Design observational cohort
Sample size 32
Population patients with treatment-resistant depression
Key finding Adjunctive psychotherapy was the only factor significantly associated with remission in patients receiving esketamine.

Abstract

Esketamine, the S-enantiomer of ketamine, is a rapid-acting antidepressant approved for treatment-resistant depression (TRD) when used in combination with an oral antidepressant. Identifying reliable clinical or genetic predictors of treatment response remains a critical unmet need. This study aimed to evaluate the impact of selected clinical and genetic variables on esketamine response in a real-world TRD cohort. Thirty-two TRD patients received intranasal esketamine over 2 months (12 administrations) and underwent pharmacogenetic testing. Depressive symptoms were assessed at baseline and at each session. Response and remission rates were analyzed in relation to clinical, demographic, and genetic variables, including BDNF (rs6265), OPRM1 (rs1799971) polymorphisms, and CYP2B6, CYP2C9, and CYP3A4 metabolizer status. No single demographic, clinical, or genetic variable reliably predicted treatment response. Adjunctive psychotherapy emerged as the only factor significantly associated with remission.

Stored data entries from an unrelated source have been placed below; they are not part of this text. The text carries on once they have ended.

PR #2155, opened 2019-06-15
Avoid Eclipse warnings about lombok.NonNull when NonNullByDefault is used

brychcy:
When annotations based null analysis is enabled in Eclipse and NonNullByDefault is in effect, @lombok.NonNull causes warning, e.g. in the following example:
```
import org.eclipse.jdt.annotation.NonNullByDefault;
import lombok.NonNull;

@NonNullByDefault
public class App {
	String f(@NonNull String s) {
		return s;
	}
}
```
two warnings are reported  at the `@NonNull` annotation:
- `Dead code`
- `Redundant null check: comparing '@NonNull String' against null`

(obviously, both warnings are only reported when enabled in the Compiler preferences)


rzwitserloot:
Wow, when I read this I was totally expecting a scan for the `@NonNullByDefault` annotation, but this is a much better way to go about it. Let me just review this first, but this is the right approach.

rzwitserloot:
@brychcy Can you send another PR where you add your name to the AUTHORS file? Thanks!

PR #2136, opened 2019-05-22
Fixes for CustomLog, AUTHORS entry, extended changlog

juriad:
I noticed the style and tried to keep it mostly; I missed some places though. Thanks for fixing them.

I have no complaints to the changes.
There is one improbable breaking change: setting `lombok.log.fieldName=private` used to be valid (and it compiled!); similarly `lombok.fieldNameConstants.innerTypeName=42`, `lombok.copyableAnnotations+=int.float.package.class`, and `lombok.copyableAnnotations+=a-b-c`.
I also found two bugs regarding `TypeName`.

PR #2161, opened 2019-06-24
Add lombok.builder.className configuration property

tagae:
Allows to configure the default builder class name that `@Builder` will use when the `builderClassName` option is not passed explicitly.


juriad:
@tagae In my PR https://github.com/rzwitserloot/lombok/pull/2136, I introduced IdentifierName (https://github.com/rzwitserloot/lombok/blob/2a98c4d1fd80ff0b3181da4fe8d5f3f32f168644/src/core/lombok/core/configuration/IdentifierName.java). You might want to update yours to use it.

rzwitserloot:
Good idea but I changed the implementation considerably; yours left a bunch of now useless code, and, crucially, made it impossible to use the type name in the buildername. I noticed your update to the gradle conf file; I also pushed that through.

The changes for supporting the config property are commit c1039553b088dc45d272b942d930414d3224b06c

tagae:
Nice! Thanks a lot for taking in the idea. No problem that my code didn't get merged: I just cared about having the feature, which is the case now :-)

PR #2691, opened 2020-11-18
Improve speed checks during shortcut building

SvetlanaBayarovich:
# Issue

The idea is to create shortcuts only over the edges with the same speed, and do it whenever possible.
In order to achieve it two changes are made.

Because most patients reached the standard 84 mg dose under the protocol, nominal dosing explained little of the observed variability in outcomes. Exploratory analyses suggested that metabolic phenotype and concomitant pharmacotherapy may contribute to inter-individual differences in treatment response. In real-world TRD care, variability in esketamine response appears to be driven less by patient selection or nominal dose and more by a combination of pharmacologic exposure, biological factors, and psychotherapeutic engagement. These findings support a multidimensional, clinically oriented approach to treatment optimization rather than reliance on a single predictor. Given the limited sample size, the study may have been underpowered to detect modest associations, and the results should be therefore considered exploratory. Future research should prioritize the co-optimization of dosing strategies and psychotherapeutic engagement in routine care, and confirm these findings in larger, prospective studies.